WHAT YOU NEED TO DO: Every line of the records below from the line with "PR #3469, opened 2026-08-10" up to and including the line with "### The change" must be reproduced exactly, and no line outside that range.

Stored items
==*==

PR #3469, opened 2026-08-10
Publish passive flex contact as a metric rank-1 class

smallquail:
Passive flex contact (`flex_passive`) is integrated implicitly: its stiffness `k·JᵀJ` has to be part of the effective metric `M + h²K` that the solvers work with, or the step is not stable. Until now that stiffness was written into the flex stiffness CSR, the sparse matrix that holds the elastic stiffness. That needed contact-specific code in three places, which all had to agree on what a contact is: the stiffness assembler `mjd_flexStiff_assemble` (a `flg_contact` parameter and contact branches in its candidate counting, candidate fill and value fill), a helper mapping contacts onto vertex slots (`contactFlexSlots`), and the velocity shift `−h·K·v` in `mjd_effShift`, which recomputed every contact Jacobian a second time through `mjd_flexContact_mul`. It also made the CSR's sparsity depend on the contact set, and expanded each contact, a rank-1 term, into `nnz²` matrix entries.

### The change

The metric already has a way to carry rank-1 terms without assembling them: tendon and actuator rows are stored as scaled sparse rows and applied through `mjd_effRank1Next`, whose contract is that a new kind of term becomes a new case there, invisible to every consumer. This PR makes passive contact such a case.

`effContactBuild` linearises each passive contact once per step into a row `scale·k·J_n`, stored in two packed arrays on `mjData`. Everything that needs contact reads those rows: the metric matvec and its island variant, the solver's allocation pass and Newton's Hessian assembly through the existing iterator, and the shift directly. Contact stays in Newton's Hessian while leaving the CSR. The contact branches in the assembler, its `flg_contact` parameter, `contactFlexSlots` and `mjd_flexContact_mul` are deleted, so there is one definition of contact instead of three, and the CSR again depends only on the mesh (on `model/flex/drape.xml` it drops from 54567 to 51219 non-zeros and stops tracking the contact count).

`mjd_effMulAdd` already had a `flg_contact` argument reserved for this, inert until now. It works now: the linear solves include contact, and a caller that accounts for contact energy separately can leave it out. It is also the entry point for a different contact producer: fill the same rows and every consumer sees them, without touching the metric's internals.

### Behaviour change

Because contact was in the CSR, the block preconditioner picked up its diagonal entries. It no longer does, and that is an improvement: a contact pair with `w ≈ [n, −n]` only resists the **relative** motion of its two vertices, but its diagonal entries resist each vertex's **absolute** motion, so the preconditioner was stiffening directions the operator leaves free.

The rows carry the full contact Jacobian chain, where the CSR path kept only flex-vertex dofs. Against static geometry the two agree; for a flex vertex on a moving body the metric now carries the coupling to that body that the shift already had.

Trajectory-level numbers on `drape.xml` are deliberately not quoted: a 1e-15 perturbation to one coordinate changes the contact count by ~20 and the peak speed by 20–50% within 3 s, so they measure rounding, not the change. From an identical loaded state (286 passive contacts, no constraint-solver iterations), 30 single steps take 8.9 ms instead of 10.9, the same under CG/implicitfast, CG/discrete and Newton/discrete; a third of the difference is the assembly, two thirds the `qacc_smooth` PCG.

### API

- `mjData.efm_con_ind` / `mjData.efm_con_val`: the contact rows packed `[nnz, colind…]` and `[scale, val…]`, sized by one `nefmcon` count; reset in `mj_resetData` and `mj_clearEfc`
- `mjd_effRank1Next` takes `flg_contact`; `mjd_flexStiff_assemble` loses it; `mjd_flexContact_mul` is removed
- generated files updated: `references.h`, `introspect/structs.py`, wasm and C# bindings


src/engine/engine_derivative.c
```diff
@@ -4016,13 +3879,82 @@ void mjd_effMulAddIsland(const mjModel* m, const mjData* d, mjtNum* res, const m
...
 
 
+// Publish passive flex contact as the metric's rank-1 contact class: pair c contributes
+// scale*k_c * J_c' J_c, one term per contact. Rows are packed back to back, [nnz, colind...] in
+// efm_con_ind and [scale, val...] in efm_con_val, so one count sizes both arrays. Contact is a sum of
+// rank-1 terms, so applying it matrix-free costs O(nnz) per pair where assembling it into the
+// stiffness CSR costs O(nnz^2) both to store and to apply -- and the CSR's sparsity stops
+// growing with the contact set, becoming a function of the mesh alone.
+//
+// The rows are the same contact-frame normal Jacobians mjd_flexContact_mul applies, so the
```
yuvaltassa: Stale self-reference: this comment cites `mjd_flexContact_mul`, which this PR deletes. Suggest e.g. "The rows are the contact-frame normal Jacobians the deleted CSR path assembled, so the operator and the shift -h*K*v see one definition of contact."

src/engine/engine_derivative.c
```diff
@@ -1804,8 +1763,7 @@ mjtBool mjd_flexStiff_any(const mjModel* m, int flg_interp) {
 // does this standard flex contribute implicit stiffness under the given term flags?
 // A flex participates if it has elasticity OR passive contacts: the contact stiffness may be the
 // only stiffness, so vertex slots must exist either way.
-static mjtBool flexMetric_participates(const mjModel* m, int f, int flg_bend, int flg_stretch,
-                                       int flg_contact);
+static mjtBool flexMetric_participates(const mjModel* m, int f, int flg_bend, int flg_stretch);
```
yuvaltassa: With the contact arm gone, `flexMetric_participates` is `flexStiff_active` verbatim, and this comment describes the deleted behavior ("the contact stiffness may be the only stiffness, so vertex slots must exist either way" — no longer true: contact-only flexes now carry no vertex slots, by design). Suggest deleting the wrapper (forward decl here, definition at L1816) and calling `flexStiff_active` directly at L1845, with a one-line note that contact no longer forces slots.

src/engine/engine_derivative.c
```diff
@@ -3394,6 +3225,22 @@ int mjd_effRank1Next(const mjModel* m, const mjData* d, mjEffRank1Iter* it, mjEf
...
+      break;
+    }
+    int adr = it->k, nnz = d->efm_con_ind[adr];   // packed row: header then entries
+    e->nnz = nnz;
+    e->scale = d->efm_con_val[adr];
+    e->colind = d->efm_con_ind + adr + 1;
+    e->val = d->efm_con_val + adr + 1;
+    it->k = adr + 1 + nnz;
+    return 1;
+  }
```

==*==

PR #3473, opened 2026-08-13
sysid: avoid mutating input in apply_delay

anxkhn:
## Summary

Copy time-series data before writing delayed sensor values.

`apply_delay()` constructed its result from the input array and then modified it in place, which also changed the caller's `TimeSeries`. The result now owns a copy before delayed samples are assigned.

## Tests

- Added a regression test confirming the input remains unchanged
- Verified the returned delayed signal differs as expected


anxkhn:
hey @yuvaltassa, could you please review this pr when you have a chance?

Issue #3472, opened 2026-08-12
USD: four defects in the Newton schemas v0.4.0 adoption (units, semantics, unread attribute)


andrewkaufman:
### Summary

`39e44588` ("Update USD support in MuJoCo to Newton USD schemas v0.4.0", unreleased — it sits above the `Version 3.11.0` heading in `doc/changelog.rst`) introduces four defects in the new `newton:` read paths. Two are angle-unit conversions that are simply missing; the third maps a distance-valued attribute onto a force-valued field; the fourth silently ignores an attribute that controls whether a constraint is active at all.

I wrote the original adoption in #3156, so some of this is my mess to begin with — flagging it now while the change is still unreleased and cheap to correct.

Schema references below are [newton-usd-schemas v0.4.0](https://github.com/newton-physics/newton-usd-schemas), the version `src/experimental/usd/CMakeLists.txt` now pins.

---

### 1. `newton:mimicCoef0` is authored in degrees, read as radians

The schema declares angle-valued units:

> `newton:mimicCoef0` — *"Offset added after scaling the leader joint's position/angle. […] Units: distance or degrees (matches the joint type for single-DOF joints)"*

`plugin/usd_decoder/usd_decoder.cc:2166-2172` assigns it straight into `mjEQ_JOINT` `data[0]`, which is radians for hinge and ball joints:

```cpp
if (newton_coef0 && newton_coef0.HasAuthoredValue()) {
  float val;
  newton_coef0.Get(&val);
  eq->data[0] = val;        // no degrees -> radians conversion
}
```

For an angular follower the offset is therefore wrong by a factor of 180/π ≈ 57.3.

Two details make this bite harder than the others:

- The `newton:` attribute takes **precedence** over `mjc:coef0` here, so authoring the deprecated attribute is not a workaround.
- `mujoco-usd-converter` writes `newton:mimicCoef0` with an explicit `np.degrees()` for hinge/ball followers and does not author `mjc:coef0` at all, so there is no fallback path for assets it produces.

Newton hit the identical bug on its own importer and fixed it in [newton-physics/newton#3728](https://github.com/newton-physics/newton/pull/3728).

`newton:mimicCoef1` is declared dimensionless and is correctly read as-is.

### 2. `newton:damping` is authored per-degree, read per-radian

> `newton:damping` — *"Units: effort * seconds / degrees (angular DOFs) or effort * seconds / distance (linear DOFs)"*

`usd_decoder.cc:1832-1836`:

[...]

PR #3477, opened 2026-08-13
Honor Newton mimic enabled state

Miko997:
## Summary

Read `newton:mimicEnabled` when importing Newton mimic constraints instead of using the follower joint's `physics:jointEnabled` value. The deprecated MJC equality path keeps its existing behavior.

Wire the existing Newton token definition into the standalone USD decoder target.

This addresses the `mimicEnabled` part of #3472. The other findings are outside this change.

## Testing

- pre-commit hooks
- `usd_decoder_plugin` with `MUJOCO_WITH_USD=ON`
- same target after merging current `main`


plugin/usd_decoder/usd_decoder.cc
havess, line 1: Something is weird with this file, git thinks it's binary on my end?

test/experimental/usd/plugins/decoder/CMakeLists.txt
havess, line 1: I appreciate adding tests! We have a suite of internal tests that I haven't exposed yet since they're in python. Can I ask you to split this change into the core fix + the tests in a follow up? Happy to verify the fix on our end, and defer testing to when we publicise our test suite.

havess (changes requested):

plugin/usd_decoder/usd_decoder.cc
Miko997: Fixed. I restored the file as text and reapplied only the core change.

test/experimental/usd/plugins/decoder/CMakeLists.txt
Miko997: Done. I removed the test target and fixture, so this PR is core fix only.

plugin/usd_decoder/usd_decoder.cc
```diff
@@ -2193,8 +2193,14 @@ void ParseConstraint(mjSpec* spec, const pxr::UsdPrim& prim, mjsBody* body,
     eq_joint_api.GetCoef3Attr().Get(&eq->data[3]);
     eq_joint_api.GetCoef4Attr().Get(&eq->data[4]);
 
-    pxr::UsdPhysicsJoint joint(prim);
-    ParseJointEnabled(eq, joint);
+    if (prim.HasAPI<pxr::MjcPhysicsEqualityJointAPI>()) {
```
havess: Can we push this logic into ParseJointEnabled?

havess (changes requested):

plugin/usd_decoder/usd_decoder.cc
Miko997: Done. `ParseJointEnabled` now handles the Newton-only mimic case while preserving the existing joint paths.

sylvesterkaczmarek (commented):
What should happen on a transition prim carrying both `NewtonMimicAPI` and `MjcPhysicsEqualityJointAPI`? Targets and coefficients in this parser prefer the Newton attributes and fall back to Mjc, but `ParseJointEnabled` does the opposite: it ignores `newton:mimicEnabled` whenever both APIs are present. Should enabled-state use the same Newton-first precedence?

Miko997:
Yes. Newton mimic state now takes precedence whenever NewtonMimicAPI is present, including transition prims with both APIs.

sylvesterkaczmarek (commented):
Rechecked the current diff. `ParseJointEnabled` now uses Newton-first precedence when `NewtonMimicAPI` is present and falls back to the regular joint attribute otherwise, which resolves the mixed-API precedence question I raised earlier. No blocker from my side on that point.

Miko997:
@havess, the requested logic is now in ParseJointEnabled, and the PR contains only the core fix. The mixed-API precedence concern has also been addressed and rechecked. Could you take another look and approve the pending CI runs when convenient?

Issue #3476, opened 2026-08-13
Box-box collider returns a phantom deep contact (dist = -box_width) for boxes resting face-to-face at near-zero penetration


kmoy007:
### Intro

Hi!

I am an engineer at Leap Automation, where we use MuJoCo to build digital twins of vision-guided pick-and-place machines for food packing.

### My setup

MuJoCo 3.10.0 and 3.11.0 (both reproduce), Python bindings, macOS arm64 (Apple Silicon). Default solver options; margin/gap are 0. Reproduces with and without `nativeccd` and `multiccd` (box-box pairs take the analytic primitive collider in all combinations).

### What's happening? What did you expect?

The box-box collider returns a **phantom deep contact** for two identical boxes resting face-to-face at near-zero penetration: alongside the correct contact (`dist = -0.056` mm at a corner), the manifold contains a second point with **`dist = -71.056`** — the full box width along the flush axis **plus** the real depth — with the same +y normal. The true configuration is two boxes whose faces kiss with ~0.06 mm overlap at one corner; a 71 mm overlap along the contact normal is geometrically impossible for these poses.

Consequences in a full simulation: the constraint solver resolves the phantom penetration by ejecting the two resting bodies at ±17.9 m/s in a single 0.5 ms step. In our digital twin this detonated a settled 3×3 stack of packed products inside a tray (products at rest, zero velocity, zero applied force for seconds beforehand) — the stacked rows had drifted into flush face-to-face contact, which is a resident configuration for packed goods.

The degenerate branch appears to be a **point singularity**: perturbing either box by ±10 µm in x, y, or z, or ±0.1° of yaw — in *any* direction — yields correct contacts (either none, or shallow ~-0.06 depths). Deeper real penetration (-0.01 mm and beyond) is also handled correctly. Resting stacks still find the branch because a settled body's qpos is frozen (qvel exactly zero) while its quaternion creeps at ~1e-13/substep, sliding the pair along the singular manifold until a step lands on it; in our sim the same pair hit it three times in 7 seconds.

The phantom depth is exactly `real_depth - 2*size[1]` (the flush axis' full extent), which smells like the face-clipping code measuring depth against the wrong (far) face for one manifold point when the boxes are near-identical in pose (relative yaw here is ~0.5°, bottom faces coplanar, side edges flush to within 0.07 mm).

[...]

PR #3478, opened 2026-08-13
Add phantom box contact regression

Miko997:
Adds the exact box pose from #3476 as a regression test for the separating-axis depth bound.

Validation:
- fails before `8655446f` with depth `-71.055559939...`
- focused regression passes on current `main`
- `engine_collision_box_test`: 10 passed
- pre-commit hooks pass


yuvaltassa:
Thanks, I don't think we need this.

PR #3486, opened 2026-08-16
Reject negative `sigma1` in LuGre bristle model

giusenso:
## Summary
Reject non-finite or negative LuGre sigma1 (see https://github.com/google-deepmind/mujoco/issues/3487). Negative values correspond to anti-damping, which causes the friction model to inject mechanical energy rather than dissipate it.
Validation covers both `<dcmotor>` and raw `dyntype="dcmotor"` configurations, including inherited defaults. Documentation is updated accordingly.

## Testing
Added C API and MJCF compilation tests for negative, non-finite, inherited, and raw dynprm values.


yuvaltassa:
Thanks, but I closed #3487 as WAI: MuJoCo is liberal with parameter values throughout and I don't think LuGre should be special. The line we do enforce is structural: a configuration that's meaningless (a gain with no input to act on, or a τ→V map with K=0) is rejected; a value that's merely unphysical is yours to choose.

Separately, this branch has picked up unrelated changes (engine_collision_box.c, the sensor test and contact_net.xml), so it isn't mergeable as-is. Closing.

==*==

EXPECTED OUTPUT:
PR #3469, opened 2026-08-10
Publish passive flex contact as a metric rank-1 class

smallquail:
Passive flex contact (`flex_passive`) is integrated implicitly: its stiffness `k·JᵀJ` has to be part of the effective metric `M + h²K` that the solvers work with, or the step is not stable. Until now that stiffness was written into the flex stiffness CSR, the sparse matrix that holds the elastic stiffness. That needed contact-specific code in three places, which all had to agree on what a contact is: the stiffness assembler `mjd_flexStiff_assemble` (a `flg_contact` parameter and contact branches in its candidate counting, candidate fill and value fill), a helper mapping contacts onto vertex slots (`contactFlexSlots`), and the velocity shift `−h·K·v` in `mjd_effShift`, which recomputed every contact Jacobian a second time through `mjd_flexContact_mul`. It also made the CSR's sparsity depend on the contact set, and expanded each contact, a rank-1 term, into `nnz²` matrix entries.

### The change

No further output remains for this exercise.